-- Supplied entries --
PR #9955, opened 2024-03-15
Feature: trade lifecycle callbacks

Axel-CH:
## Summary
The goal of this PR is to give to the user the possibility to perform actions after trade order filled using new custom callbacks:
**"order_filled()"**

## What's new?
New custom callbacks:
"order_filled()"

Now that users can store persistent custom data, the new callbacks will allow him to set those data at critical trade life cycle and not only within the process loop.

### DIFF
--- a/freqtrade/freqtradebot.py
+++ b/freqtrade/freqtradebot.py
@@ -478,7 +478,8 @@ class FreqtradeBot(LoggingMixin):
                 trade.close_date = trade.date_last_filled_utc
                 strategy_safe_wrapper(
                     self.strategy.order_filled, default_retval=None)(
-                    pair=trade.pair, trade=trade, current_time=datetime.now(timezone.utc))
+                    pair=trade.pair, trade=trade, order=order_obj,
+                    current_time=datetime.now(timezone.utc))
                 self.order_close_notify(trade, order_obj,
                                         order_obj.ft_order_side == 'stoploss',
                                         send_msg=prev_trade_state != trade.is_open)
@@ -1950,7 +1951,7 @@ class FreqtradeBot(LoggingMixin):
         if order.status in constants.NON_OPEN_EXCHANGE_STATES:
             strategy_safe_wrapper(
                 self.strategy.order_filled, default_retval=None)(
-                pair=trade.pair, trade=trade, current_time=datetime.now(timezone.utc))
+                pair=trade.pair, trade=trade, order=order, current_time=datetime.now(timezone.utc))
             # If a entry order was closed, force update on stoploss on exchange
             if order.ft_order_side == trade.entry_side:
                 trade = self.cancel_stoploss_on_exchange(trade)
--- a/freqtrade/freqtradebot.py
+++ b/freqtrade/freqtradebot.py
@@ -476,10 +476,6 @@ class FreqtradeBot(LoggingMixin):
             if not trade.is_open:
                 # Trade was just closed
                 trade.close_date = trade.date_last_filled_utc
-                strategy_safe_wrapper(
-                    self.strategy.order_filled, default_retval=None)(
-                    pair=trade.pair, trade=trade, order=order_obj,
-                    current_time=datetime.now(timezone.utc))
                 self.order_close_notify(trade, order_obj,
                                         order_obj.ft_order_side == 'stoploss',
                                         send_msg=prev_trade_state != trade.is_open)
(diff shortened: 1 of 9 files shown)


xmatthias (changes requested):
I don't immediately see what benefit these would bring if i'm honest (not the way you implemented them, anyway).

From the naming of the callbacks, i'd expect these to be triggered when the order fills - not when it's placed.


The way this PR is currently: 
For the entry order, it's showing you "i placed an order - which may or may not fill sometime in the future - or may be canceled".
That's irrelevant information, really - just increasing cycle time by pointless function calls if you ask me.
If you're about storing information - you can do the same as part of `confirm_trade_entry()` - which gives you exactly the same things.


For the exit - it's really the same - apart from the fact that the way you currently implement it - you're not guaranteed that the exit call is made for every trade that's exited.
It's not providing **any** benefit the way it is - as it's unreliable information at the wrong moment.

---

Potentially, i can see one callback at the very end of the trade (once the last order closes, closing the trade) - or one that triggers when an order fills (which could include a flag telling the callback that it's closing the trade - but you can probaly get the same info through `trade.is_open`).

with the current implementation however - i don't see benefits and will have to reject it.

Axel-CH:
Hello @xmatthias, thank you for your feedback. About the usage, I will use the first callback to store take profit prices in the entry context. The last one could be used to store custom data when the trade is closed, or send specific trade related notification.

About the timing of those callbacks you are right, There is better places to put them.
About naming / usage what do you think about:
"`trade_position_created`" and "`trade_position_closed`"
"`after_position_created`" and "`after_position_closed`"
"`position_created`" and "`position_closed`"

xmatthias:
Personally - i think there's only one callback in what what you're talking about - which is something around `order-filled`.

A callback on "order placed" doesn't make sense (the order can ba canceled - so no trade ever happened, replaced, or partially filled) - which you'll never know.

Axel-CH:
`order-filled` callback is a great idea, as it will let user decide what to do according to the trade context. Do you think it is better to create a new PR or I can amend this one?

xmatthias:
> `order-filled` callback is a great idea, as it will let user decide what to do according to the trade context. Do you think it is better to create a new PR or I can amend this one?

To be quite frank - i care about the end result - not necessarily about the PR number. :laughing: 

if we think "it's a completely new callback, in a completely different position" - it's most likely better to restart the whole PR (the current commits will place the wrong callbacks in the wrong position) - but i really, really don't care too much 
sorry for beeing not much help in this case

freqtrade/freqtradebot.py
```diff
@@ -1939,6 +1942,10 @@ def update_trade_state(
         trade = self._update_trade_after_fill(trade, order_obj)
         Trade.commit()
 
+        strategy_safe_wrapper(
```
xmatthias: You will probably want to move this to `_update_trade_after_fill` - within the first if.

Axel-CH:
@xmatthias what are you suggesting to test this callback?

xmatthias:
well not sure what you want me to tell you ...

Ensure it's called in the right places. As it's not returning anything - you can't really double-check that part - but you'll still want to ensure it's actually called (the appropriate amount of times) - either by mocking it and using call_count - or by providing a dummy function and setting something on that trade - verifying that's actually set correctly.

Axel-CH:
Testing live, working fine for entry but exits work only in case of emergency exit, will check tomorrow if we need to move the exit case cb.

Axel-CH:
Tested live, and both entry and stoploss 'order_filled' callback are working. Just want to validate that the 'order' parameter provided is corresponding to filled order for normal and stoploss orders.

freqtrade/freqtradebot.py
```diff
@@ -476,6 +476,10 @@ def handle_onexchange_order(self, trade: Trade):
             if not trade.is_open:
                 # Trade was just closed
                 trade.close_date = trade.date_last_filled_utc
+                strategy_safe_wrapper(
+                    self.strategy.order_filled, default_retval=None)(
+                    pair=trade.pair, trade=trade, order=order_obj,
+                    current_time=datetime.now(timezone.utc))
```
xmatthias: I think if you happen to run into this case - then you'll trigger the callback twice / multiple times.

The above "refind" logic will trigger the callback for every (new) order it finds (essentially orders where you manually sold assets on exchange).

If that triggers a trade close - the callback will trigger again - though in that case, there's no "acual" new order fill you can attach - so it'll trigger twice for the very last order.

xmatthias (approved):
LGTM :+1:

PR #9961, opened 2024-03-17
tiny bugfix for lookahead-analysis

hippocritical:
Fixed bugs for lookahead-analysis:
The command fails if trades were not defined inside the config (but in the strategy)
=> change check to .get and adjust logger-comment
The command produces false positives if protections are enabled and they work globally (since the verification checks only work with a single pair)
=> solution: disable all protections (they would just slow down the process and they are not being checked for lookahead anyways)


xmatthias (approved):
LGTM :+1:

PR #10001, opened 2024-03-25
Update PyTorchModelTrainer.py

robcaulk:
The n_epochs should be defined using the `max` not the `min` function.

## Summary

Solve the issue: #___

## Quick changelog

- <change log 1>
- <change log 1>


xmatthias (approved):
LGTM :+1:

Issue #10009, opened 2024-03-27
Add `max_value` field for VolumePair list


stevanStevic:
## Describe the enhancement

Similar to `min_value` we have for [VolumePair list](https://www.freqtrade.io/en/stable/plugins/#volume-pair-list) I would like to add `max_value` to have upper limit on volume in which bot can trade.

xmatthias:
Sounds like a good first issue ... should be pretty simple to do - and scope is very limited.

ststevic:
> Sounds like a good first issue ... should be pretty simple to do - and scope is very limited.

I'll add it 👍 Wanted to check if okay with you!

xmatthias:
well, no worries, this is what i'd usually consider a simple enhancement :+1:

PR #10011, opened 2024-03-28
fix:Add max_value field for VolumePair list #10009

Dibyanshuaman:
## Summary

Solve the issue: #___

## Quick changelog

- <change log 1>
- <change log 1>


froggleston (changes requested):
This code only adds to the available parameters as a field and doesn't actually implement the feature as far as I can see?

Also, please fill in the PR template with the required information. It's useful to get a summary of the changes in the PR text without looking through code.

xmatthias:
I'll be closing this in favor of #10013 - which provides a complete implementation of this - not just a setting for the webUI that does nothing further. 

anyway thanks for your efforts :+1:

PR #10013, opened 2024-03-28
10009: Add `max_value` to volume pair list

### LINKED ISSUE #10009: Add `max_value` field for VolumePair list

stevanStevic:
## Summary

Solve the issue: #10009 

## Quick changelog

- Add support for `max_value` in VolumePair list which will filter out pairs with quote volume higher than specified.


xmatthias (approved):
Great! LGTM :+1:

PR #10016, opened 2024-03-29
Add support for requests pool size configuration

froggleston:
## Summary

This PR adds support for configuration of the requests session pool size.

## Quick changelog

- add constructor and configuration for pool connection and maxsize properties

## What's new?

When running many bots, it can be easy to saturate the requests session pool. This PR introduces a non-breaking change to allow end users to configure the pool connection and size to avoid requests complaining about socket reuse. If users are running many bots on the same host, increasing maxsize helps with this. Most users would not need to use this feature, but with 10 or 20 bots, you can easily run into the issue of the pool becoming full.

### DIFF
--- a/ft_client/freqtrade_client/ft_rest_client.py
+++ b/ft_client/freqtrade_client/ft_rest_client.py
@@ -21,10 +21,19 @@ logger = logging.getLogger("ft_rest_client")
 
 class FtRestClient:
 
-    def __init__(self, serverurl, username=None, password=None):
+    def __init__(self, serverurl, username=None, password=None,
+                 pool_connections=10, pool_maxsize=10):
 
         self._serverurl = serverurl
         self._session = requests.Session()
+
+        # allow configuration of pool
+        adapter = requests.adapters.HTTPAdapter(
+            pool_connections=pool_connections,
+            pool_maxsize=pool_maxsize
+        )
+        self._session.mount('http://', adapter)
+
         self._session.auth = (username, password)
 
     def _call(self, method, apipath, params: Optional[dict] = None, data=None, files=None):


xmatthias:
Help me understand this ... 
assuming this is for a TUI ... if you have multiple bots - you'll also need multiple FtRestClient classes (assuming different url's / different username / passwords.

Why would you then need to increase the pool size? or would you decrease this - so it's not keeping a too large pool per instance?

froggleston:
As far as I'm aware, requests shares the same pool underneath for the same host, not based on the calling client.

(Yes, you need multiple FtRestClient clients - I run 20+ bots on the same IP so requests manages a single pool for that host)

xmatthias:
> As far as I'm aware, requests shares the same pool underneath for the same host, not based on the calling client.

i think this only applies when you're reusing the same session ... which is not the case (we create a new session each time).
(at least that's how i'm reading the [documentation](https://requests.readthedocs.io/en/latest/user/advanced/#session-objects) - more precisely this section:

> The Session object allows you to persist certain parameters across requests. It also persists cookies across all requests made from the Session instance, and will use urllib3’s [connection pooling](https://urllib3.readthedocs.io/en/latest/reference/urllib3.connectionpool.html). So if you’re making several requests to the same host, the underlying TCP connection will be reused, which can result in a significant performance increase (see [HTTP persistent connection](https://en.wikipedia.org/wiki/HTTP_persistent_connection)).

The code kinda confirms this ... creating a new adapter (which in turn creates a new PoolManager) for every Session.

https://github.com/psf/requests/blob/8dd3b26bf59808de24fd654699f592abf6de581e/src/requests/sessions.py#L448-L449

Now don't get me wrong - that doesn't mean it's a problem ... just trying to understand what we're trying to accomplish - and which direction it should be tuned eventually.

froggleston:
Yes but you only have one Session per host as far as I can see? You get one _reused_ adapter for, say, http://foo and one for http://bar, etc etc? (Or rather multiple sessions, but reusing the same adapter to the pool...)


(Basically, I get pool issues when running many bots on one IP, and if I set maxsize to 100, it goes away) 😄

froggleston:
OK from reading around some more, I guess the issue is that in the FTUI I've got a Session per FtRestClient, but I'm making concurrent requests from multiple threads using that same Session, hence requiring a larger maxsize.

xmatthias:
Well you're assuming default session handling - but `FtRestClient` creates a a custom session - and i can't find any hint (neither in docs nor in code) that this would be the case though - which concerns me a bit - as either means that you're messing with class internals (overriding the session after init) ... 

**edit** Requests (or rather, the session object) is not necessarily thread-safe (at least as far as i'm aware) ... so i suspect you can run into other problems, too.

froggleston:
No, I'm not overriding the Session or messing with anything else. I'm using worker threads in the TUI so am producing a higher concurrency above the default 10 provided by the default Session config. As such, I need to increase the maxsize, and without this PR, I have to add the code I provided in manually. The code I provided is exactly how Session objects are modified to allow different pool sizes etc.

I'm aware that requests isn't thread-safe and other implementations (aiohttp?) might be better, but that would need a whole new FtRestClient implementation 😃

xmatthias (approved):
Let's merge this for now.

Before fully merging to develop, i'll probably convert the parameters to kw only parameters - as that makes it easier to deprecate / remove them in the future - should the implementation details change (like, switching from requests to httpx or something else).

froggleston:
OK, makes sense, thank you!

PR #10041, opened 2024-04-02
docs: created a 404 documentation page

samgermain:
## Summary

Solve the issue: [css doesn't load for 404 pages on the docs](https://github.com/ccxt/ccxt/issues/22032)

## Quick changelog

- adds 404.html
- adds 404.html to static templates of mkdocs.yml

## What's new?

I hope that this issue fixes the confusing 404 pages for the docs, but I don't really know, I couldn't test it, so I'm just guessing that something like this might fix the problem. I created the solution based on [this github post ](https://github.com/squidfunk/mkdocs-material/discussions/5018)

I don't really know how to make changes with mkdocs and don't really know how to test this out, I tried to contribute the best I could though

### DIFF
--- a/docs/overrides/404.html
+++ b/docs/overrides/404.html
@@ -1,0 +1,44 @@
+{% extends "base.html" %}
+
+
+<!-- Navigation -->
+{% block site_nav %}
+
+  <!-- Main navigation -->
+  {% if nav %}
+  {% if page and page.meta and page.meta.hide %}
+  {% set hidden = "hidden" if "navigation" in page.meta.hide %}
+  {% endif %}
+  <div class="md-sidebar md-sidebar--primary" data-md-component="sidebar" data-md-type="navigation" {{ hidden }}>
+    <div class="md-sidebar__scrollwrap">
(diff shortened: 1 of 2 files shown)


xmatthias:
it's a nice find - though i don't think it's the correct fix.
testing this locally renders the page just fine also on develop

image

It's a problem of readthedocs - where it doesn't find any assets - which essentially means the same will happen on any random 404 page, too - unless it brings all assets itself (which i wouldn't do - as then it's sure to break the theme, if not now, then soon in the future).

There's most likely other solutions to this - as i don't find the "current" 404 page that bad - if it renders, anyway.

xmatthias:
Going to close this as it's not the right approach (mkdocs does build a 404.html page out of the box already)  - which can be tested / shown via `mkdocs build && ls -l site/`.

error pages now work since 569a87ca283c4cb26c4826a90d1b3ec7f69c9285 - but it'll probably not properly work for "older" versions ... as these won't be rebuilt and would require an explicit push to each tag.

to test: https://www.freqtrade.io/en/latest/asdfasdf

-- Exercise requirements --
Copy every line of the records above that contains "according".

-- Response area --
`order-filled` callback is a great idea, as it will let user decide what to do according to the trade context. Do you think it is better to create a new PR or I can amend this one?
> `order-filled` callback is a great idea, as it will let user decide what to do according to the trade context. Do you think it is better to create a new PR or I can amend this one?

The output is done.